Czytelnicza dyskryminacja

15 ZŁ OD KSIĄŻKI

Kilka tygodni temu żona naszego czytelnika pana Piotra z Rudki, wybrała się do szczycieńskiej biblioteki, by wypożyczyć książki. Choć mieszka w gminie Szczytno, to od dawna korzysta z zasobów miejskiej książnicy. Jakież było jej zdziwienie, gdy okazało się, że za wypożyczone książki musi zapłacić kaucję w wysokości 15 złotych za jeden egzemplarz.

- Ponieważ wzięła ich kilka, wyszło jej ponad 100 złotych – mówi pan Piotr, który także regularnie korzysta z zasobów miejskiej biblioteki. - To ograniczanie dostępu do wiedzy – nie kryje swojego oburzenia. Nie pociesza go wcale, że przy zwrocie książek kaucja zostaje oddana.

- Korzystam z biblioteki stale, więc te pieniądze są w pewnym sensie zamrożone – uważa nasz czytelnik. W podobnej sytuacji są także uczniowie i studenci kształcący się w Szczytnie. Wielu z nich mieszka poza miastem i choć mają do dyspozycji biblioteki szkolne czy uczelniane, to jednak nierzadko potrzebnych im książek szukają również w MBP.

OCHRONA ZBIORÓW

Dyrektor Jadwiga Pijanowska tłumaczy, że w poprzednim regulaminie kaucje też obowiązywały, ale nie były egzekwowane. Po wprowadzonych niedawno zmianach w funkcjonowaniu biblioteki, zdecydowano bardziej restrykcyjnie przestrzegać tego wymogu.

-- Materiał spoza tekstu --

PR #262, opened 2021-04-27
Builtin Documentation

Jowan-Spooner:
I created a system to have a built-in documentation. This is not ready to be merged, but very ready to be tested. I will try to make a video about it this afternoon, because there is quite a lot of functionality.

I explain most of the features and how to work with it in this video. It was just easier then writing it all down ;)
https://www.youtube.com/watch?v=La1HFWdg9us

How it looks in the master tree:
grafik

An example page. Pages are saved as markdown files:
grafik

Longer pages have a content menu. There is always a back to the top button:
grafik

It works okay with the light themes:
grafik

Here is the file system the documentation is made from:
grafik

## Things the markdown parser/page viewer supports right now:
- Bold text \*\*
- Lists (+-*)
- Mono \`\`
- Underlines \_\_
- Striketrhough ~~
- Headings 1-5
- images with github path, relative paths or godot paths (no sizes right now, all )
- links (are opened in the browser or emit a signal that can be used to open another docs page in godot) can use www-paths, godot paths, relative paths or section paths (with a #)
- The page viewer has a back to top button and a content menu that contains all ##heading2s 
- The page viewer has an edit mode that enables a refresh and edit button that are VERY usefull when editing the documentation.

## There are some more things that come with this documentation:
- A helper singleton that is used to create a documentation tree (or add it to an existing tree) from the documentations content folder.
   - The helper looks through the addons/dialogic/Documentation/Content folder and creates a tree from that.
   - Folders with only Images in them are ignored and not shown in the documentation tree.
 
## Integration into dialogic
There is not a lot of changes to dialogic:
- The DocsHelper ist added in the dialogic.gd script, when the plugin is enabled
- There is a new DocumenationViewer (that is like the other Editors, but editor was a bad word for it)
    - The DocumentationViewer mostly only consists of the PageViewer and a bit of code.
- And of course there are changes to the MasterTree Script, adding a new docs root node. All the children of that item are created by the DocsHelper
- 

## Notes:
This documentation was designed to work both in godot AND on github. The best way to work with it is to use only relative paths for images and links!
This documentation was also designed to be as little integrated into dialogic as possible for it to be easily reused for other purposes and plugins.


coppolaemilio:
I made some changes on the icons, I'm a bit worried about how long it takes to load each page of the documentation. We might need to improve how the data is stored. Maybe building it once from md to godot's bbcode and then save the bbcode version of it instead? that way we won't need to generate them every time on runtime because I have a really powerful rig and it still takes a solid second to load.

coppolaemilio:
I think that most of the issues are coming from the autoloads. I think it would be ideal to not use any autoload because of how many issues they generate. I know this might be a bit harder to refactor but I would love it if you could find a solution without using those 😬

Jowan-Spooner:
I will close this, as I added a newer version without an autoload  #278

PR #271, opened 2021-04-29
pretty print resources json with sorted keys

### LINKED ISSUE #269: Make resources more "git friendly"
Resources such as definitions and timelines are saved minimized, thus on the same line.
This makes working with git harder as each change will trigger a merge conflict.

Pretty print JSON in the files. This will increase file size but maybe we can add a minify script that users can run before packing the game.

Right now I make sure only one person edits a timeline at the same time, but this is not practical.

arnaudvergnet:
This PR makes timelines and definitions easier to read and to handle with git. It also sorts object keys to prevent unnecessary changes when simply opening the timeline without modifying it in the editor.

The drawback is the file size, which increases because of the added characters. This PR does not provide any minifying script to run before packing the game.

Closes #269

### DIFF
--- a/addons/dialogic/Other/DialogicResources.gd
+++ b/addons/dialogic/Other/DialogicResources.gd
@@ -219,7 +219,7 @@ static func set_json(path: String, data: Dictionary):
 	var file = File.new()
 	var err = file.open(path, File.WRITE)
 	if err == OK:
-		file.store_line(to_json(data))
+		file.store_line(JSON.print(data, '\t', true))
 		file.close()
 	return err
 


Sslaxx:
How much of a difference does it make file size?

coppolaemilio:
negligible, we are talking less than a small sprite

Sslaxx:
Pretty much what I thought, was wondering why it was listed as a concern in all honesty.

coppolaemilio:
I believe Arnaud comes from webdev so in a website every byte counts :)

PR #278, opened 2021-05-02
Builtin Documentation

Jowan-Spooner:
Second try, now without a singleton.

I created a system to have a built-in documentation. 

How it looks in the master tree:
grafik

An example page. Pages are saved as markdown files:
grafik

Longer pages have a content menu. There is always a back to the top button:
grafik

It works okay with the light themes:
grafik

Here is the file system the documentation is made from:
grafik

## Things the markdown parser/page viewer supports right now:
- Bold text \*\*
- Lists (+-*)
- Mono \`\`
- Underlines \_\_
- Striketrhough ~~
- Headings 1-5
- images with github path, relative paths or godot paths (no sizes right now, all )
- links (are opened in the browser or emit a signal that can be used to open another docs page in godot) can use www-paths, godot paths, relative paths or section paths (with a #)
- The page viewer has a back to top button and a content menu that contains all ##heading2s 
- The page viewer has an edit mode that enables a refresh and edit button that are VERY usefull when editing the documentation.

## There are some more things that come with this documentation:
- A DocsTreeHelper that is used to create a documentation tree (or add it to an existing tree) from the documentations content folder.
   - The helper looks through the addons/dialogic/Documentation/Content folder and creates a tree from that.
   - Folders with only Images in them are ignored and not shown in the documentation tree.
 
## Integration into dialogic
There is not a lot of changes to dialogic:
- The DocsTreeHelper ist added as a child of the MasterTree
- There is a new DocumenationViewer (that is like the other Editors, but editor was a bad word for it)
    - The DocumentationViewer mostly only consists of the PageViewer and a bit of code.
- And of course there are changes to the MasterTree Script, adding a new docs root node. All the children of that item are created by the DocsTreeHelper

## Notes:
This documentation was designed to work both in godot AND on github. The best way to work with it is to use only relative paths for images and links!
This documentation was also designed to be as little integrated into dialogic as possible for it to be easily reused for other purposes and plugins.


coppolaemilio:
I would love to revisit this one!

coppolaemilio:
Fixed the merge issues and it should up to date with main, still haven't tested if it actually works or not, but at least I resolved all the stuff

coppolaemilio:
Well, it seems that I'm able to see the tree with the documentation, but the editor doesn't work. I'll leave this one here for now but at least it is closer to working again than before! :)

coppolaemilio:
When opening an existing project with this branch I see the editor added below:
image

Error messages:
image

coppolaemilio:
It would be nice to remove the white outline to the documentation reader and make it integrate better:
image

Make the max-width of the text not be 100% so when your screen is too wide the lines don't go on forever on the screen. The regular documentation already does this and adds a left margin:
image

I would also try to style it the same way as the regular Godot documentation is. That means link colors, title colors, font sizes, etc... We need to get the styles from the actual theme so that if the user modified things they would also reflect on Dialogic's documentation. You can use this plugin to get any reference to the internal theme variables there are: https://github.com/pycbouh/godot-editor-theme-explorer

And lastly I would modify the root item to be called "Help" instead of "Documentation".

After all those changes I think it is safe for us to start writing the actual content. It doesn't have to be much, but at least the basics.

coppolaemilio:
the font is too small on retina displays (Currently using a macbook air)
image

coppolaemilio:
I'm merging so I force myself to write the docs hahaha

- Chodzi głównie o ochronę naszych zbiorów i o to, by do nas wracały na czas – uzasadnia. Dlaczego jednak kaucję opłacają tylko czytelnicy spoza Szczytna, a nie wszyscy?

- Biblioteka Miejska w Szczytnie została powołana do tego, by zaspokajać potrzeby czytelnicze, informacyjne i kulturalne mieszkańców miasta i jest dotowana przez gminę miejską Szczytno. W każdej innej gminie są przecież biblioteki gminne działające na rzecz swoich mieszkańców – mówi dyrektor Pijanowska. Dodaje, że podobne rozwiązania są jak najbardziej zgodne z prawem i powszechnie stosowane także w innych bibliotekach.

NIE WSZĘDZIE BIORĄ

Okazuje się jednak, że nie wszędzie, przynajmniej w naszym województwie.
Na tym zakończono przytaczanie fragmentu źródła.